Hilfeleistungen in den vergangenen Jahren

Während der Flutkatastrophe im Ahrtal unterstützten deutsche Soldatinnen und Soldaten die Hilfskräfte von THW und Feuerwehr. Sie halfen Menschen in Not und versorgten die Bevölkerung mit Trinkwasser, Nahrungsmitteln und Medikamenten. Die Bundeswehr stellte Satellitenkommunikation bereit und sicherte mit den weiteren Hilfskräften die Wasser- und Abwasserversorgung. Mit Räumpanzern wurden Straßen freigemacht und mit Brückenlegepanzern provisorische Brücken installiert. „Auch während der Corona-Pandemie waren Soldatinnen und Soldaten zur Unterstützung der Gesundheitsämter eingesetzt. Wenn man jetzt bei Großschadensereignissen bilateral auch schneller Hilfsleistungen der Streitkräfte ermöglicht, kann der Zivilschutz in Nordrhein-Westfalen und der niederländischen Grenzregion weiter optimiert werden“, so Pfeil, der auch Sprecher im Parlamentarischen Untersuchungsausschuss „Hochwasserkatastrophe“ ist.

Gebündelte Kompetenzen der Streitkräfte im Zivilschutz

Durch die Tiefenintegration der niederländischen Armee und der Bundeswehr könnten bei grenzüberschreitenden Großschadensereignissen die Bürgerinnen und Bürger von einer noch gezielteren Vernetzung und besser koordinierten gegenseitigen Unterstützung profitieren. „Katastrophen können wir nur in nachbarschaftlichem Miteinander bewältigen. Für Betroffene spielt es keine Rolle, von wem und aus welchem Land die Hilfe kommt. Wichtig ist, dass sie kommt. Und zwar schnell und unbürokratisch“, so Pfeil. Dabei könnte die geplante Tiefenintegration gerade auch im Rahmen von zukünftigen Katastrophenszenarien, zum Schutz von Leib und Leben der Bürgerinnen und Bürger diesseits und jenseits der nationalen Grenzen, zum Tragen kommen. „Hierbei sind jedoch verfassungsrechtliche Punkte zu klären. Und letztlich müssen völkerrechtliche Vereinbarungen mit den Niederlanden getroffen werden, für die der Bund zuständig ist“, erläutert Pfeil. 

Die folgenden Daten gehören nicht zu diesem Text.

PR #2184, opened 2025-07-18
chore: add internet ckecker before telemetry

SerhiiOselskyi:
## What/Why/How?
Revert changes for BatchExporter and add internet checker before any interaction with telemetry.
## Check yourself

## Security


packages/cli/src/utils/network-check.ts
```diff
@@ -0,0 +1,32 @@
...
+/**
+ * Checks if the system has internet connectivity by attempting to reach a reliable endpoint
+ * @param timeout - Timeout in milliseconds for the connectivity check
+ * @returns Promise<boolean> - true if internet is available, false otherwise
+ */
+export async function hasInternetConnectivity(
+  timeout: number = DEFAULT_FETCH_TIMEOUT
+): Promise<boolean> {
+  // Skip network check if explicitly disabled
+  if (process.env.REDOCLY_OFFLINE === 'true' || process.env.CI === 'true') {
```
tatomyr: There's no such thing as REDOCLY_OFFLINE.

packages/cli/src/utils/network-check.ts
```diff
@@ -0,0 +1,32 @@
...
+    // Use a reliable endpoint for connectivity check
+    const controller = new AbortController();
+    const timeoutId = setTimeout(() => controller.abort(), timeout);
+
+    const response = await fetch('https://otel.cloud.redocly.com', {
+      method: 'GET',
+      signal: controller.signal,
+    });
+
+    clearTimeout(timeoutId);
```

Hintergrundinformation: Nach Art 35 I GG darf die Bundeswehr beispielsweise Amtshilfe im Inland leisten, weswegen in der Corona-Krise auch Soldatinnen und Soldaten Aufgaben bei den Gesundheitsämtern übernehmen konnten, beispielsweise bei der Nachverfolgung von Infektionsketten. Außerdem ist nach Art 35 II 2, III GG die Hilfe im Katastrophenfall als Ultima Ratio innerstaatlich möglich. Es muss sich dabei um eine „ungewöhnliche Ausnahmesituation katastrophalen Ausmaßes“ handeln.